Nel 1974 pubblica da Rusconi “Oh, Serafina!”, vincendo il premio Bancarella e da cui fu tratto poi anche un film nel 1976 diretto da Alberto Lattuada. “Il male oscuro”, dicevamo, è il suo capolavoro caratterizzato da una tecnica particolarissima che si chiama “flusso di coscienza”. Lo stile letterario è infatti composto da raffiche di lunghissimi periodi quasi senza punteggiatura che stanno a rappresentare l’ansia dello scrittore per il suo stato psicologico. Si tratta della sua lotta contro la figura del “Padre” (da poco scomparso) psicanaliticamente inteso. Il romanzo ebbe un successo incredibile. Si tratta di una delle prime opere -se si eccettuano quelle di Italo Svevo- in cui viene narrata l’esperienza psicanalitica che stava affermandosi anche in Italia. È uno stile nevrotico il suo, ma di quella nevrosi che essendo dilagata nel secondo dopoguerra anche da noi, fa sentire il lettore partecipe e molto coinvolto. Il romanzo è anche condito e intessuto di una formidabile substrato ironico che rende godibile anche le situazioni più complesse.

Sullo sfondo una Roma dai vivaci colori pastello, come le cartoline del tempo, in pieno boom economico, che uscita dalla guerra ha voglia di divertirsi e di leggerezza. “Anonimo veneziano” è invece un film del 1970 interpretato da Florinda Bolkan e Tony Musante che segna l’esordio alla regia per Enrico Maria Salerno. L’idea fu dell’attore teatrale che si rivolse a Berto nel 1966 per una sceneggiatura che gli chiese di riservarsi i diritti teatrali. L’opera è ricordata per la bellissima colonna sonora del maestro Stelvio Cipriani. Il brano diretto da Musante in chiusura è il celebre “Concerto in Do minore per oboe, archi e basso continuo di Benedetto Marcello”. Sullo sfondo una Venezia bellissima e decadente, con le sue acque verde smeraldo e le sue nebbie esistenziali. Il film “Il male oscuro” del 1990 è stato invece diretto da Mario Monicelli con Giancarlo Giannini nel ruolo del protagonista e Stefania Sandrelli nel ruolo della fidanzata francese.

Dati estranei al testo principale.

PR #32052, opened 2025-06-17
consensus: make basefee 0 always reachable for `CalcBaseFee`

zhiqiangxu:
Currently the processing in `CalcBaseFee` is not symmetrical in that if `parent.GasUsed > parentGasTarget`, increment is at least 1; but when `parent.GasUsed < parentGasTarget`, there's no such logic, leading to baseFee stuck at a value higher than 0.

This PR makes basefee 0 always reachable for those chains with low traffic, but it needs to be protected by some feature gate, so it's in draft status.

### DIFF
--- a/consensus/misc/eip1559/eip1559.go
+++ b/consensus/misc/eip1559/eip1559.go
@@ -89,7 +89,13 @@ func CalcBaseFee(config *params.ChainConfig, parent *types.Header) *big.Int {
 		num.Div(num, denom.SetUint64(parentGasTarget))
 		num.Div(num, denom.SetUint64(config.BaseFeeChangeDenominator()))
 
-		baseFee := num.Sub(parent.BaseFee, num)
+		var baseFee *big.Int
+		if num.Cmp(common.Big1) < 0 {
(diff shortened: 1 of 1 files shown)


rjl493456442:
```        
            [[ parent_gas_used < parent_gas_target ]]:

            gas_used_delta = parent_gas_target - parent_gas_used
            base_fee_per_gas_delta = parent_base_fee_per_gas * gas_used_delta // parent_gas_target // BASE_FEE_MAX_CHANGE_DENOMINATOR
            expected_base_fee_per_gas = parent_base_fee_per_gas - base_fee_per_gas_delta


            [[ parent_gas_used > parent_gas_target ]]:

            gas_used_delta = parent_gas_used - parent_gas_target
            base_fee_per_gas_delta = max(parent_base_fee_per_gas * gas_used_delta // parent_gas_target // BASE_FEE_MAX_CHANGE_DENOMINATOR, 1)
            expected_base_fee_per_gas = parent_base_fee_per_gas + base_fee_per_gas_delta
```

I think our implementation is aligned with the spec.

PR #32056, opened 2025-06-17
log: use full string instead of trimString for DEBUG/TRACE log

jsvisa:
When investigate with an fcu issue, run geth with `--verbosity=5`, and observe the log output below:

```
TRACE[06-17|14:08:22.818] Engine API request received              method=ForkchoiceUpdated  head=e1f08b..9216f3 finalized=afaad1..a42c8b safe=5fb189..97b0b7
```

In this log, we only see the trimmed hash values, which makes debugging difficult, eg for searching in the explorer. Therefore, I propose to use the full string instead of trim string for the DEBUG/TRACE logs, as the purpose of using DEBUG/TRACE logs is to provide useful information, and the full Hash/Address would significantly enhance this utility.

### DIFF
--- a/log/format_test.go
+++ b/log/format_test.go
@@ -1,6 +1,7 @@
 package log
 
 import (
+	"log/slog"
 	"math/rand"
 	"testing"
 )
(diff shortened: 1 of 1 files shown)


fjl:
I don't like this. If you want the logs with full field contents, you can always use `--log.format json`. The terminal format is for us to consume, and it should not have all the text.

La sinistra non ha mai apprezzato Berto soprattutto a causa dell’opposizione di Alberto Moravia che allora era il vero dominus della cultura letteraria italiana. Il vero motivo dell’ostracismo di Moravia era però dovuto al premio Formentor sponsorizzato dallo scrittore romano a Dacia Maraini per il suo libro “L’età del malessere”, che vinse battendo Luciano Bianciardi autore de “La vita agra”. Berto contestò il valore letterario del romanzo e fece capire che si trattava di altro, perché Moravia e la Maraini stavano insieme.

La Maraini, poco signorilmente, gli diede allora pubblicamente dello “stronzo”, Berto la querelò ma venne assolta. Lo scrittore veneto prende in giro argutamente Moravia ne “Il male oscuro” quando racconta del suo “clan” riunito al caffè Rosati di Piazza del Popolo a Roma e a cui lui non è ammesso. Berto si trovò escluso dai salotti letterari, nonostante il successo dei suoi libri, a causa di quella che lui chiamava la “mafia di Moravia” e la fatwa che fu emessa contro di lui. Tuttavia il suo non fu un livore personale quanto quello per una intera area culturale che fu emarginata –e lo è tutt’ora- dal milieu artistico italiano. Speriamo dunque che il ministro della Cultura Gennaro Sangiuliano che si è reso finora meritoriamente disponibile a eventi su Julius Evola, Giuseppe Prezzolini, J. R. R. Tolkien (ma anche Italo Calvino) si ricordi pure del grande scrittore veneto.